PR #14443, opened 2021-03-15
Another dreaded baton rework pr; batons knockdown and slow on rightclick (with a cooldown), otherwise stagger, plus more

necromanceranne:
## About The Pull Request

A reworked idea from something I cooked up a while back here https://github.com/tgstation/tgstation/pull/50863 but with iterations I was going to apply once things were in a stable place. Cit actually has a very similar concept already, but quite a bit more oppressive than tg's current batons by taking the worst elements of both and cranking it up a ton.

Stun Batons no longer knock people down on left click, or disarm on right click. 

Stun Batons now knockdown and apply the tased effect (the weak one, so just a stamina degen and slow and not turning off combat mode) on rightclick, but once every few seconds depending on the type of baton. Normal batons have a cooldown of 5 seconds, while stunprods have a cooldown of 7 seconds.

Stun Batons otherwise apply a stagger effect on hit, preventing sprinting. This lasts as long as the tased effect. The effect lasts either 5 seconds for normal stun batons, or 3 seconds for stun prods.  For half these durations, right clicking with disarm intent will also automatically disarm an item from the attacked.

You can't juggle to a new baton to reapply a knockdown. You need to wait until the previous baton would be off cooldown. Borrowing from this pr basically https://github.com/tgstation/tgstation/pull/49774

Stun Batons respect chest armor for their damage, allowing security (or a well armored ne'er-do-well) to reduce incoming damage from a baton. However, the cell max charge also grants the baton improved armor penetration. For every 1000 charge, the baton gains 1 armor pen on the stun attack. Therefore, roundstart batons begin with 15 armor pen. So hitting into a security officer will probably still do a lot of damage to them, but not as much as current. Once you get bluespace cells, armor becomes less viable against the baton. (this likely needs sprite changes to make it more visually discernible)

## Why It's Good For The Game

Batons are fairly goddamn strong as weapons and don't leave the person on the receiving end with many options besides wishing they had a baton themselves. 

It's important they are still usable for detainment and sticking to people, so most of the changes are meant to focus on that aspect. Staggering leaves someone incapable of just disappearing from your screen, and rightclick makes someone far less able to retaliate against you effectively while sapping their speed and stamina.

I am going to atomize a few other changes that likely need to get made alongside this once this gets some discussion. _cough scarp nerf cough_

[...]

PR #14683, opened 2021-05-04
Off Balance Disarms only if shoved into a wall or person.

keronshb:
## About The Pull Request

This changes Off Balance to only disarm if they were shoved into a wall or a person WHILE they're affected by Off Balance.

## Why It's Good For The Game

Letting the crew disarm anyone instantly with two shoves is too good for what it's worth.  It's like everyone has a free and better baton or shield bash.  This way they need to be knocked into something while off balance for them to lose grip.

## Changelog
:cl:
balance: Made it so Off Balance only disarms if they're shoved into a wall or person.
balance: Reduced Off Balance time to 2 seconds.
/:cl:


The-Sun-In-Splendour:
Salt pr?

silicons:
mmmmmm don't like this post, making shovies useless in melee without guns involved especially with sprint being removed soon is pretty awful lol.

necromanceranne:
I made this change, and I actually was of two minds about it. I didn't want security to completely lose the potential of being able to disarm people after a baton hit, so maybe it'd be a good idea to change the off-balance effect to improve the standard disarm probability too. In addition, I felt the mechanic was so finicky (requiring two shoves normally without a baton) and difficult to pull off and so *deliberate* that anyone could see it coming long enough to stow a weapon before a second shove occurred that it wouldn't be too overpowering if we really don't want knockdowns disarming.

It makes sense for what security does for them to be able to get weapons out of peoples hands with their gear, but maybe this was a little too extreme and there are better ways to accomplish this.

Suffice to say, no, it wasn't unintentional, I just didn't clean up a comment. You can check the original pr that changed this effect to verify that. I forgot to update the body, but it's in the changelog, which is the player facing element and the bit that matters. https://github.com/Citadel-Station-13/Citadel-Station-13/pull/14443

ghost:
> 
> 
> I made this change, and I actually was of two minds about it. I didn't want security to completely lose the potential of being able to disarm people after a baton hit, so maybe it'd be a good idea to change the off-balance effect to improve the standard disarm probability too. In addition, I felt the mechanic was so finicky (requiring two shoves normally without a baton) and difficult to pull off and so _deliberate_ that anyone could see it coming long enough to stow a weapon before a second shove occurred that it wouldn't be too overpowering if we really don't want knockdowns disarming.
> 
> It makes sense for what security does for them to be able to get weapons out of peoples hands with their gear, but maybe this was a little too extreme and there are better ways to accomplish this.
> 
> Suffice to say, no, it wasn't unintentional, I just didn't clean up a comment. You can check the original pr that changed this effect to verify that. I forgot to update the body, but it's in the changelog, which is the player facing element and the bit that matters. #14443

Shoving disarm is absolutely awful with melee weapons, because it just takes 2 consecutive pushes and then haha, there goes your weapon.

Besides, security already has the means to disarm consistently with the right click on the baton, followed with a regular disarm. In its current state this buffs the crew's power to absurdly broken levels with the amount of reliability they have in disarming someone with nothing but their hands. I can see it being acceptable for guns, since if you let a person get close that's on you, but melee is melee and not all weapons can be swapped/stashed or doing so would mean you make yourself a sitting duck just because you got lightly shoved once, to avoid being disarmed

necromanceranne:
Yeah, I think in hindsight I'm not particularly impressed with the change and I wouldn't disagree with a revert.

DeltaFire15:
> Besides, security already has the means to disarm consistently with the right click on the baton, followed with a regular disarm.

This is actually related to the same thing, the baton applies to same debuff as the shove does, so this nerfs the baton-related disarm aswell.


Anyways, an idea would be to replace the unconditional disarm if caused by that status with a "always disarm gun, disarm anything if you shove them into a solid object instead"

ghost:
> 
> 
> > Besides, security already has the means to disarm consistently with the right click on the baton, followed with a regular disarm.
> 
> This is actually related to the same thing, the baton applies to same debuff as the shove does, so this nerfs the baton-related disarm aswell.
> 
> Anyways, an idea would be to replace the unconditional disarm if caused by that status with a "always disarm gun, disarm anything if you shove them into a solid object instead"

If that's the case then it'd be better to create a separate debuff that's applied by shoving specifically. But being pushed into walls to disarm any weapon is likewise not great. Especially since it encroaches upon shield bashing, which has a lengthy cooldown whether you hit or not. If it disarmed just ranged weapons then that'd be fine, but not melee

silicons:
do what deltafire said tbh

silicons:
and do NOT have it, if you do, that shoving someone who's down into a wall/person/table/whatever doesn't disarm (aka don't make it only disarm while they're up, meaning to disarm you'd have to shake them up)
that would be very silly and nonsensical.

code/modules/mob/living/carbon/human/species.dm
```diff
@@ -2046,11 +2046,15 @@ GLOBAL_LIST_EMPTY(roundstart_race_names)
...
-					"<span class='danger'>You drop \the [target_held_item]!!</span>", null, COMBAT_MESSAGE_RANGE)
-				append_message += ", causing them to drop [target_held_item]"
+		else if(target.has_status_effect(STATUS_EFFECT_OFF_BALANCE))
+			if(target_held_item)
+				if(shove_blocked)
+					if (target.buckled)
+						return
+					else if(target.dropItemToGround(target_held_item))
+						target.visible_message("<span class='danger'>[target.name] drops \the [target_held_item]!!</span>",
+							"<span class='danger'>You drop \the [target_held_item]!!</span>", null, COMBAT_MESSAGE_RANGE)
```
silicons, line 2056: no extra !

code/__DEFINES/combat.dm
```diff
@@ -158,7 +158,7 @@
 /// how long they're staggered for
 #define SHOVE_STAGGER_DURATION 35
 /// how long they're off balance for
-#define SHOVE_OFFBALANCE_DURATION 30
```
silicons, line 161: @DeltaFire15 thoughts?
i'm against the change.

keronshb: Two seconds feels a lot like 3-4.  The window is bigger than it lets on to be.  When it's at 3 seconds it feels like 4-5.  I could change it back to 3 if we really need it, but even allowing everyone to disarm anything by getting shoved into a wall/person is still really goofy.

code/modules/mob/living/carbon/human/species.dm
keronshb: I'll fix this when the other change is ready too.

PR #14711, opened 2021-05-10
removes gateway visuals because byond being in charge of not stack overflowing is too much to ask 

silicons:
sigh


DeltaFire15 (approved):
sigh

PR #14734, opened 2021-05-18
(READY) Ports Space Dragon Midround Event.

keronshb:
## About The Pull Request

This ports the Space Dragon + all reworks to Citadel for midround events.

Special thanks to @qweq12yt for a lot of help on this.

Requires #14742 

This also adds a few more things, like the owners original body gibbing when being turned into a Space Dragon with the traitor panel and some cit changes since we don't have rightclick usage for things.

## Why It's Good For The Game

We need more midround variety.  This adds that.

Space Dragon is a round ending threat and our current pool of midrounds are a bit stretched thin from some weight changes + pop changes.  Since this is another one added to the pool, it helps keeps midrounds more spiced up.

## Changelog
:cl:
add: Adds the Space Dragon midround event
soundadd: Space Dragon sounds
imageadd: Space Dragon + effects
code: Added Spacewalk trait
code: Gibs the original owner if they are turned into a Space Dragon with the traitor panel
admin: logging for Space Dragon creation
/:cl:


code/modules/events/space_dragon.dm
```diff
@@ -0,0 +1,45 @@
+/datum/round_event_control/space_dragon
+	name = "Spawn Space Dragon"
+	typepath = /datum/round_event/ghost_role/space_dragon
+	weight = 8
+	max_occurrences = 1
+	min_players = 20
```
zeroisthebiggay, line 6: you're putting a lot of faith into a four hundred health antag that can permanently hide corpses, move freely in space, heal, and hardstun people plus summon a tide of carp for just twenty people on >citadel

zeroisthebiggay, line 6: blob has 

```
earliest_start = 40 MINUTES
min_players = 35
```

and this is arguably stronger than blob with how it can permanently hide corpses until its death plus end the round
I'm saying blob should be treated as the baseline for roundending side antags and it definitely shouldn't be allowed to happen before the midround time mark
especially on >citadel

zeroisthebiggay (changes requested):

code/modules/events/space_dragon.dm
keronshb: The thing is with blob, it can lose relatively easy with only 3 people fighting it.  35 pop is still too high for blob, especially now adays when we have even less.

zeroisthebiggay: > The thing is with blob, it can lose relatively easy with only 3 people fighting it. 35 pop is still too high for blob, especially now adays when we have even less.

account for the rate of coomers per players
twenty players might have at most two competents and likely no security

kiwilover8:
given the sheer amount of danger and threat this antag presents, being near blob or at a minimum Xenos level threat on the station, and much harder on its own to kill than a Xeno queen, the population minimum on this antag needs to be raised above the smaller number it's currently at, a good number from a quick asking of people who've played with it think 30-35 and a minimum round time requirement would be a good idea. I'd suggest about 30 minutes. Using Xenos as a basis would also be a realistic idea.

Issue #352, opened 2022-09-20
  e ) erase_clusters=false ;;... doesnt work


jayunit100:
hey yall im trying to 

- hack up the test_e2e.sh script to do `erase_clusters=false` but im not seeing any effect...

```

while getopts "i:b:B:cdD:eE:n:ps:" flag
do
    case "${flag}" in
        i ) ip_family="${OPTARG}" ;;
        b ) backend="${OPTARG}" ;;
        c ) ci_mode=true ;;
        d ) devel_mode=true ;;
        e ) erase_clusters=false ;;
```

but then if i run 

```
eval "$(curl -sL https://raw.githubusercontent.com/travis-ci/gimme/master/gimme | GIMME_GO_VERSION=1.18beta1 bash)" go version go1.18beta1 linux/amd64
./test_e2e.sh -i ipv4 -b iptables 


```

I ultimately end up with cluster gettin deleteddd :( :( :( 

```
+==================================================================+
                Erasing kind clusters
+==================================================================+
[ PASSED ] Cluster kpng-e2e-ipv4-iptables deleted.
```

/good-first-issue

emabota:
Hi @jayunit100, 
I am a New Contributor and would like to work on this issue. Can you please provide some orientation on how to approach this issue? Thanks 
/assign

jayunit100:
Hi just try to run the hack/test_e2e script w iptables option and use the -e flag you will see what I mean :)

emabota:
Hi @jayunit100, 
while trying to replicate this issue, whenever I run the script `./test_e2e.sh -i ipv4 -b iptables` it fails with the following end message: 

> ERROR: unknown cluster "[ \x1b[34mINFO\x1b[0m ] kpng-e2e-ipv4-iptables" 

Can you, please, help me figure out why it's happening? Find attached the "log" of the script.
[test_e2e_status.log](https://github.com/kubernetes-sigs/kpng/files/10114534/test_e2e_status.log)

jayunit100:
Ouch looks like you didn't get a cluster is kind installed ? Any other suspicious logs ?

emabota:
This was fixed here #399 
> Hi @jayunit100, while trying to replicate this issue, whenever I run the script `./test_e2e.sh -i ipv4 -b iptables` it fails with the following end message:
> 
> > ERROR: unknown cluster "[ \x1b[34mINFO\x1b[0m ] kpng-e2e-ipv4-iptables"
> 
[...]

PR #399, opened 2022-12-02
using echo instead of info_message to persist cluster_name

daman1807:
### Problem

hack/test_e2e.sh#L641 uses **info_message** function to persist cluster name to file, which adds _ANSI color escape sequences and INFO label_ along with cluster name.

On disk clustername becomes **[ \x1b[34mINFO\x1b[0m ] kpng-e2e-ipv4-iptables** instead of **kpng-e2e-ipv4-iptables**

### Fix
Using **echo** to persist cluster name instead of **info_message**

### DIFF
--- a/hack/test_e2e.sh
+++ b/hack/test_e2e.sh
@@ -638,7 +638,7 @@ function create_infrastructure_and_run_tests {
     create_cluster "${cluster_name}" "${bin_dir}" "${ip_family}" "${artifacts_directory}" "${ci_mode}"
     wait_until_cluster_is_ready "${cluster_name}" "${bin_dir}" "${ci_mode}"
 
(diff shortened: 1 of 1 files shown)


astoycos:
Thanks for the PR @daman1807 

@jaypipes Can you approve the workflow here in the GUI so the actions/ CI run? (don't just /approve the PR that won't work)

astoycos:
@daman1807 Did this break things when running locally? And if so do you have any idea why our CI didn't pick it up?

daman1807:
@jayunit100 this also fixes #352

jayunit100:
We should get rid of the colors in general imo

jayunit100:
Thanks for this!!! Can u link to the issue this fixes ?

daman1807:
this fixes #402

■ **ABOUT THIS EXERCISE**
Check the listing above for "already". Show every line where it turns up.

■ **OUTPUT OF THE EXERCISE**
A reworked idea from something I cooked up a while back here https://github.com/tgstation/tgstation/pull/50863 but with iterations I was going to apply once things were in a stable place. Cit actually has a very similar concept already, but quite a bit more oppressive than tg's current batons by taking the worst elements of both and cranking it up a ton.
Besides, security already has the means to disarm consistently with the right click on the baton, followed with a regular disarm. In its current state this buffs the crew's power to absurdly broken levels with the amount of reliability they have in disarming someone with nothing but their hands. I can see it being acceptable for guns, since if you let a person get close that's on you, but melee is melee and not all weapons can be swapped/stashed or doing so would mean you make yourself a sitting duck just because you got lightly shoved once, to avoid being disarmed
> Besides, security already has the means to disarm consistently with the right click on the baton, followed with a regular disarm.
> > Besides, security already has the means to disarm consistently with the right click on the baton, followed with a regular disarm.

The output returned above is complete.